The outsourcing of R&D activities has been going on in the pharmaceutical industry for quite some time, except that this outsourcing used to be strictly limited to Western firms and scientific institutions. Biotech companies, universities, government laboratories, and independent contract researchers have collaborated with the pharmaceutical companies for years. Since the 1970s, the emergence of the biotechnology sector has offered the pharmaceutical industry new opportunities to discover new products at lower risk and cost.31 Another important development was the Human Genome Project (HGP), which prompted pharmaceutical firms to get involved in genomics research by forming partnerships with companies that had specialized genomics capabilities. The emergence of combinatorial chemistry as an enabling technology that was hard to develop in-house also spurred major pharmas to create research partnerships with providers of combinatorial chemistry expertise. For example, Oxford University partnered with Pfizer. Academic institutions such as Duke, the University of Wisconsin, and Harvard, to name but a few, have partnered with pharma companies in research focused on Alzheimer's disease, diabetes, cardiovascular diseases, and others.

It is worth considering the factors that are pushing pharma and biotech companies to start offshoring more than just manufacturing (for example, India has 75 FDA-approved pharma contract manufacturing plants, while China has 25 and Taiwan has 12) and selected clinical trials. Governments strictly regulate pharmaceuticals development and manufacturing; in the United States, the FDA is responsible for this. As we noted, clinical R&D accounts for 30% of all R&D spending and 23% of all scientific and professional R&D personnel, with Phase III trials by far the most expensive component. These economics have created an entire industry of contract research organizations (CROs), which provide clinical trial services for companies that elect not to conduct those trials in-house. Western-based CROs compete vigorously with ones from Asia, and trials are also conducted in a variety of destinations around the world, including Asia and Central Europe. (See Figure 1-8 for international comparison of labor costs.)

Figure 1-8

Figure 1-8 Labor cost comparison, by country

Reproduced with permission from Merrill Lynch, KPMG & CII report, March 2008, quoted from Pharma Summit 2008: “India Pharma Inc.—An Emerging Global Pharma Hub.”

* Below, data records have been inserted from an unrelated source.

PR #575, opened 2021-08-17
 Add congestion_numeric attribute support

chezzdev:
Directions part of https://github.com/mapbox/navigation-sdks/issues/892.

This PR adds support for the new attribute of congestion level in numeric form.

Currently, it only adds a new parameter without removing the congestion level attribute. However, per https://github.com/mapbox/navigation-sdks/issues/892#issuecomment-870613463 it may be considered deprecated:
> `congestion` value should be deprecated. NavSDK is the only consumer of this value and API is providing it for legacy reasons.

Is there anything else preventing us from removing `CongestionLevel` from the library?

cc: @mapbox/navigation-ios


Sources/MapboxDirections/Congestion.swift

On the push side, three factors are at play: a shortage of talented personnel, competitive pressures to cut costs, and growing company experience with offshoring. The last factor makes companies more confident to extend offshoring to new frontiers and functions. As mentioned earlier, Asia's supply of skilled and relatively inexpensive manpower is growing rapidly just as the West is experiencing relative shortages of science and engineering talent, demographic decline, the retirement of baby boomers, and the new phenomenon of Asian graduates in science and engineering deciding to return home after completing their studies or earning doctoral degrees in the West. Rising healthcare costs, the prospect of comprehensive and regulated healthcare in the United States, and global competition all contribute to an acute need for the drug industry to find ways to drastically cut the costs of drug development.

On the pull side, emerging economies in Asia and elsewhere have not only improved their IP protection systems by signing up to TRIPS. As we have pointed out, these countries have upgraded their scientific, innovation, and educational capabilities as well. They are also becoming increasingly attractive markets for health-related products and are developing local LSIC companies that are becoming competitive partners for JV collaboration, investment, and acquisition. The Asian challenge is indeed formidable, yet crucial areas of weakness will still require time and effort to overcome.